L'amore come pratica politica dunque. È un passaggio difficile e, come dimostra l'insieme dei contributi, tutt'altro che acquisito. Nelle stesse pagine di Dwf ricorre la nostalgia per quell'infernale amor che a nullo amato amar perdona. Nel desiderio di vivere un'"attrazione irresistibile", sentimento "che porta a dimenticare se stessi" (Scaraffia) appare ciò che Stella chiama "l'illusione dell'identico e del fuso", "che è tutto immanenza", destinata a morire, perché "sul bordo dell'immaginario fusionale nessuno dei due è libero". Anzi, restando fedele a un'idea dell'amore non toccata dalle faccende mondane, riappaiono puntualmente pregiudizi quasi sessuofobici (Scaraffia) e quella scissione fallologocentrica tra corpo e mente, passione e ragione (Fiori, Vantaggiato) che la critica femminista dovrebbe aver smentito da tempo.
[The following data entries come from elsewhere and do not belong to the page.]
PR #449, opened 2020-07-15
Reset in streamtest

pradovic:
Update the `streamtest` to support reset functionality as well.

### DIFF
--- a/pkg/p2p/streamtest/streamtest_test.go
+++ b/pkg/p2p/streamtest/streamtest_test.go
@@ -374,7 +374,7 @@ func TestRecorder_resetAfterPartialWrite(t *testing.T) {
 			return fmt.Errorf("flush: %w", err)
 		}
 
-		// deliberately close the stream before the new line character is
+		// deliberately reset the stream before the new line character is
 		// written to the stream
 		if err := stream.Reset(); err != nil {
 			return err
--- a/pkg/p2p/streamtest/streamtest_test.go
+++ b/pkg/p2p/streamtest/streamtest_test.go
@@ -314,6 +314,72 @@ func TestRecorder_closeAfterPartialWrite(t *testing.T) {
 			return err
 		}
 
+		// stream should be closed and write should return err
+		if _, err := rw.WriteString("expect err message"); err != nil {
+			return fmt.Errorf("write: %w", err)
+		}
+
+		if err := rw.Flush(); err == nil {
+			return fmt.Errorf("expected err")
+		}
+
+		return nil
+	}
+
+	err := request(context.Background(), recorder, swarm.ZeroAddress)
+	if err != nil {
+		t.Fatal(err)
+	}
+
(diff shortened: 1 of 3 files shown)


pkg/p2p/streamtest/streamtest_test.go
```diff
@@ -314,6 +314,72 @@ func TestRecorder_closeAfterPartialWrite(t *testing.T) {
 			return err
 		}
 
+		// stream should be closed and write should return err
```
acud, line 317: the comment says `stream should be closed and write should return error`, but below we check if the error is not nil, then we wrap it, so i expect it to fail here and to return the error on line 319. but it doesn't, otherwise the test would fail in line 331. afaik `Close` should close the stream for _writing_ right? 
```go
// Stream is a bidirectional io pipe within a connection.
type MuxedStream interface {
	io.Reader
	io.Writer

	// Close closes the stream for writing. Reading will still work (that
	// is, the remote side can still write).
	io.Closer
        ...
```
so i would assume we should actually check in `318`:
`if _, err := rw.WriteString("expect err message"); err == nil {`
WDYT?

pkg/p2p/streamtest/streamtest_test.go
```diff
@@ -314,6 +314,72 @@ func TestRecorder_closeAfterPartialWrite(t *testing.T) {
...
+		if _, err := rw.WriteString("expect err message"); err != nil {
+			return fmt.Errorf("write: %w", err)
+		}
+
+		if err := rw.Flush(); err == nil {
+			return fmt.Errorf("expected err")
+		}
```
acud, line 324: also, maybe we can test that `Read` still works (since it should after a `Close`)

pkg/p2p/streamtest/streamtest_test.go
pradovic: This is an old test, so I did not want to change the approach. I think that result is the similar, but the error is returned on flush, since it is buffered. I think we would need to use a different reader writer implementation. Do you think we should change it?

pradovic: I can actually do this easily if I wrap existing write with a method that will do flush as well.

pkg/p2p/streamtest/streamtest_test.go
pradovic: I agree, I will also add both read and write checks after reset as well, in the `TestRecorder_resetAfterPartialWrite`

pkg/p2p/streamtest/streamtest_test.go
acud: yeah true, the original test checked only for read (which i believe is in fact incorrect). as you wish, we can keep this section as is and iterate :+1:

pradovic:
@acud Can we merge this one then, I will open a separate request to rewrite the tests?

PR #452, opened 2020-07-16
Support manifest traversal

zbiljic:
See #433

**NOTE**: This is PoC, and uses simple, JSON-based manifest structure, which will be changed to solidity friendly implementation later on. It also lacks various protections against possible attacks.

Includes initial support for resolving the relative path from the `bzz` URL.
If the referenced address (hash) is of type manifest, it will attempt to lookup noted path from URL in that manifest, and if matched return the content of that file.

Route used is `/bzz:/{address}/{path:.*}`.

This implementation borrowed heavily from [`file.go`](https://github.com/ethersphere/bee/blob/master/pkg/api/file.go) and [`bytes.go`](https://github.com/ethersphere/bee/blob/master/pkg/api/bytes.go). Initial PoC uses JSON-based manifest (for ease of testing), which is identified by `application/bzz-manifest+json` MIME type in file metadata. Manifest entry structure contains headers for the referenced file, which will be populated on response. All manifest-based operations are hidden behind interfaces, which should allow for easier switch to any other structure for manifest later on.

#### step 1 - upload 'index.html'

```bash
http POST http://127.0.0.1:8081/files "Content-Type:text/html" < index.html
```

Used HTML content:

```html
<!doctype html>
<html>
<head>
    <title>Swarm website</title>
</head>
<body>
    <img src="images/ethersphere.png" alt="ethersphere">
    <p>Swarm: Censorship resistant storage and communication infrastructure for a truly sovereign digital society</p>
</body>
</html>
```

#### step 2 - upload some image

For example, 'ethersphere.png' was taken.

```bash
http POST http://127.0.0.1:8081/files "Content-Type:image/png" < ethersphere.png
```

#### step 3 - manually create manifest JSON

References used are the ones received for each file upload.
Note that 'index.html' uses 'ethersphere.png' on specific path.

```json
{
    "entries": {
        "index.html": {
            "reference": "<INDEX_HTML_REFERENCE>",
            "name": "index.html",
            "headers": {
                "Content-Type": ["text/html"]
            }
        },
        "images/ethersphere.png": {
            "reference": "<PNG_REFERENCE>",
            "name": "ethersphere.png",
            "headers": {
                "Content-Type": ["image/png"]
            }
        }
    }
}
```

#### step 4 - upload created manifest

We use `/files` API, and set special content type for manifest file (for this PoC).

```bash
http POST http://127.0.0.1:8081/files "Content-Type:application/bzz-manifest+json" < manifest.json
```

#### step 5 - check "website"

It should now be possible to open the "website" in browser by going to:

```
http://127.0.0.1:8081/bzz:/<MANIFEST_FILE_REFERENCE>/index.html
```


pkg/api/bzz.go
```diff
@@ -0,0 +1,189 @@
...
+	"github.com/ethersphere/bee/pkg/file"
+	"github.com/ethersphere/bee/pkg/file/joiner"
+	"github.com/ethersphere/bee/pkg/jsonhttp"
+	"github.com/ethersphere/bee/pkg/storage"
+	"github.com/ethersphere/bee/pkg/swarm"
+	"github.com/gorilla/mux"
+)
+
+const (
+	ManifestType = "application/bzz-manifest+json"
```
pradovic, line 27:
```suggestion
	ManifestContentType = "application/bzz-manifest+json"
```

pkg/api/bzz.go
```diff
@@ -0,0 +1,189 @@
...
+func (s *server) bzzDownloadHandler(w http.ResponseWriter, r *http.Request) {
+	addressHex := mux.Vars(r)["address"]
+	path := mux.Vars(r)["path"]
+
+	ctx := r.Context()
+
+	address, err := swarm.ParseHexAddress(addressHex)
+	if err != nil {
+		s.Logger.Debugf("bzz download: parse address %s: %v", addressHex, err)
+		s.Logger.Error("bzz download: parse address error")
```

La persistenza dell'ideale di un amore privato e privatizzato va letto come sintomo. Il desiderio della passione a due è la fuga dell'immaginario da una società in cui gli affetti vengono telecomandati: una passione oltre limite in realtà fa tremare. Rosa Rossi accenna a questa "esistenza mancata" che non riesce a tenersi aperta alla chiamata dell'altro/a "perché in lui i canali della ricezione e dello scambio sono come otturati". Ma non c'è soluzione privata: il personale è politico, recitava il primo slogan femminista. La paura di trovarsi esposto/a all'altro/a non si vince ripristinando il narcisismo offeso, individuale o statuale che sia, bensì mettendo in gioco quel desiderio finora inibito di trovare l'altro/a. La crisi che travolge l'individuo è quella che investe lo statuto della soggettività moderna. Il politico è personale: sembra - dice Dominijanni - che il circolo si stia completando e il pensiero femminista venga sollecitato a un nuovo intervento.

L'idea di una politica d'amore tenta di ricambiare il desiderio di perdere se stessi con l'espropriazione del sé e l'ansia di essere travolto/a con il piacere paradisiaco "che si rinnova ogni volta che ci si lascia andare alla perdita, che si acconsente, pur nel dolore, a separarsi". Il passo nuovo riguarda la necessità di farsi spiazzare, di accettare la perdita dell'identità acquisita, di rinunciare al riconoscimento nei propri termini, di imparare altri gesti, di sopportare lo scacco. L'amore per l'altro/a vuol dire buttarsi nella corrente in cui si confondono le lingue, saper "smettere di declinare ciascuno la propria lingua" e dare ascolto all'altro/a, alla lingua corrente. Con un gioco di parole risuona così nel testo di Stella l'espressione di Muraro. Non a caso: proprio Muraro ha richiamato già qualche anno fa (in Duemilauna, Il Saggiatore) l'attenzione all'intelligenza dell'amore: quella capacità di fare della mancanza che muove l'amore un'apertura all'altro, alla conoscenza, al mondo, andando contro la tradizione filosofica che separa la conoscenza dalla sensorialità. Può passare anche da qui l'apertura di un altro orizzonte nella politica. Le risorse di una politica d'amore sembrano tante, "e - conclude Stella - forse ancora moltissime sono da scoprire per poterci fare leva e non precipitare."